[Material provided Boundary: Start]

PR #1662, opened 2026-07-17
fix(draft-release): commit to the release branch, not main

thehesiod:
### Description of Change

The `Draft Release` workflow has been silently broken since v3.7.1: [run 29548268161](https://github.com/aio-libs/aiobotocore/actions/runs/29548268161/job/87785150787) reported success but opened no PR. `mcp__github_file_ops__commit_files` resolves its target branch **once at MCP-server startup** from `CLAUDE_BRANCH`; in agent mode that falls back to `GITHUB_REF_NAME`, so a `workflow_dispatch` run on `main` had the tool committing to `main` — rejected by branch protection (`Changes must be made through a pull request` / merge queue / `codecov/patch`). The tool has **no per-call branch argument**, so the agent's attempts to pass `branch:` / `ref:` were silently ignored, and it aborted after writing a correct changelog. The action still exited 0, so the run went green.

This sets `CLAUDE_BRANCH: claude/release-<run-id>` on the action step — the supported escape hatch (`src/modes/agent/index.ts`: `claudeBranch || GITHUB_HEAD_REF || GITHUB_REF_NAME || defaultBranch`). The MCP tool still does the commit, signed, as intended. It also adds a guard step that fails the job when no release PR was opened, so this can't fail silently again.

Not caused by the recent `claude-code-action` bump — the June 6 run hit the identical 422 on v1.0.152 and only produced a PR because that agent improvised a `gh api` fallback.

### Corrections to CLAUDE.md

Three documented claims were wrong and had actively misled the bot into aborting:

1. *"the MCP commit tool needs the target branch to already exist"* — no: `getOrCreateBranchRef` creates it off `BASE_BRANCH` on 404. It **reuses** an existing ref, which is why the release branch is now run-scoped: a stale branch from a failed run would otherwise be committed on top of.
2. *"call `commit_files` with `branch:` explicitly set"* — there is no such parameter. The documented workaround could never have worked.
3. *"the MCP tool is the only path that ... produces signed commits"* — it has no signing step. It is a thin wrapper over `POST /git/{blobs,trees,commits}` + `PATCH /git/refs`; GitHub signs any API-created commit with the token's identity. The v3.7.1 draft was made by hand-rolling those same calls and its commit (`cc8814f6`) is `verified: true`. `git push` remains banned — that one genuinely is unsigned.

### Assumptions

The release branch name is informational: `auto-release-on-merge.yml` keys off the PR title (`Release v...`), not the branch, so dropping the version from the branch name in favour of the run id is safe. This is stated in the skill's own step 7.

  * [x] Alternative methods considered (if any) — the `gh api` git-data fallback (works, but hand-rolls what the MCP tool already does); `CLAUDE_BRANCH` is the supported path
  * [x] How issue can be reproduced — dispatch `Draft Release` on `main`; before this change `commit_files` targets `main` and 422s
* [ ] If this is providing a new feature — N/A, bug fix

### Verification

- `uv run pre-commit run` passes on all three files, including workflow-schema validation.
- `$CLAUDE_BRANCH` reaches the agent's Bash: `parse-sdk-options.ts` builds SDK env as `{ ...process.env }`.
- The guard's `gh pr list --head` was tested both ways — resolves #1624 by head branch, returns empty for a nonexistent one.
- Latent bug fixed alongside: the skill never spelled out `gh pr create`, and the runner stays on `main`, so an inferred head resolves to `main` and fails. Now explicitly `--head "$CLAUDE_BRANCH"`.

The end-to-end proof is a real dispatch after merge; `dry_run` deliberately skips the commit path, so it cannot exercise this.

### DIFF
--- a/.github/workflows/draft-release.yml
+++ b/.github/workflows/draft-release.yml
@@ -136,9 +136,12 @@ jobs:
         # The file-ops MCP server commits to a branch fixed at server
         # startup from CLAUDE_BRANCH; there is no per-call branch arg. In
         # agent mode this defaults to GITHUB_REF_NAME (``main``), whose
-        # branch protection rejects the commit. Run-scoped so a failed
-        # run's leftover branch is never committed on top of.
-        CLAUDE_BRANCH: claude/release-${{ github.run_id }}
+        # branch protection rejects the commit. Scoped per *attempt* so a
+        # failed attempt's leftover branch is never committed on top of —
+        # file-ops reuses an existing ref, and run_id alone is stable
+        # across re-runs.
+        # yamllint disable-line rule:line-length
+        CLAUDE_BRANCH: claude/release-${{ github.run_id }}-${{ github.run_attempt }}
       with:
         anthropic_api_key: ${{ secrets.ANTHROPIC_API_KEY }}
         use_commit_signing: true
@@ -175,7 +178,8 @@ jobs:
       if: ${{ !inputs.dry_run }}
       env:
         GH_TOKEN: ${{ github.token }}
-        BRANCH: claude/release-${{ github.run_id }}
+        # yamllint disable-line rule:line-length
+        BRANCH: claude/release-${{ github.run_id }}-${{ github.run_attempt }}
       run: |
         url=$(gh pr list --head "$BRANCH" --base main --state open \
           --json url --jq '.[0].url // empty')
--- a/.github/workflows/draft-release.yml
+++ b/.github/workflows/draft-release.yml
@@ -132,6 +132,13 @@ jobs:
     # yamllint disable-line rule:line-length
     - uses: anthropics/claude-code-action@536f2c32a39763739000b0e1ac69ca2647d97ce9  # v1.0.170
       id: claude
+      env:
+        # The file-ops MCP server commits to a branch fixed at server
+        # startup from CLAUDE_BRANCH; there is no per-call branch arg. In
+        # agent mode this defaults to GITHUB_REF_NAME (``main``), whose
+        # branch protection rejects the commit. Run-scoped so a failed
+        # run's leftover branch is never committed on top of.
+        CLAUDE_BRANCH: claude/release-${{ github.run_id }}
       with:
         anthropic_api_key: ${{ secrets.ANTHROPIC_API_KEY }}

[Material provided Boundary: End]

Problem details
Would you return exactly, and only, the lines beginning at the one with "on top of —" and ending at the last line of the listing?

Your solution
+        # failed attempt's leftover branch is never committed on top of —
+        # file-ops reuses an existing ref, and run_id alone is stable
+        # across re-runs.
+        # yamllint disable-line rule:line-length
+        CLAUDE_BRANCH: claude/release-${{ github.run_id }}-${{ github.run_attempt }}
       with:
         anthropic_api_key: ${{ secrets.ANTHROPIC_API_KEY }}
         use_commit_signing: true
@@ -175,7 +178,8 @@ jobs:
       if: ${{ !inputs.dry_run }}
       env:
         GH_TOKEN: ${{ github.token }}
-        BRANCH: claude/release-${{ github.run_id }}
+        # yamllint disable-line rule:line-length
+        BRANCH: claude/release-${{ github.run_id }}-${{ github.run_attempt }}
       run: |
         url=$(gh pr list --head "$BRANCH" --base main --state open \
           --json url --jq '.[0].url // empty')
--- a/.github/workflows/draft-release.yml
+++ b/.github/workflows/draft-release.yml
@@ -132,6 +132,13 @@ jobs:
     # yamllint disable-line rule:line-length
     - uses: anthropics/claude-code-action@536f2c32a39763739000b0e1ac69ca2647d97ce9  # v1.0.170
       id: claude
+      env:
+        # The file-ops MCP server commits to a branch fixed at server
+        # startup from CLAUDE_BRANCH; there is no per-call branch arg. In
+        # agent mode this defaults to GITHUB_REF_NAME (``main``), whose
+        # branch protection rejects the commit. Run-scoped so a failed
+        # run's leftover branch is never committed on top of.
+        CLAUDE_BRANCH: claude/release-${{ github.run_id }}
       with:
         anthropic_api_key: ${{ secrets.ANTHROPIC_API_KEY }}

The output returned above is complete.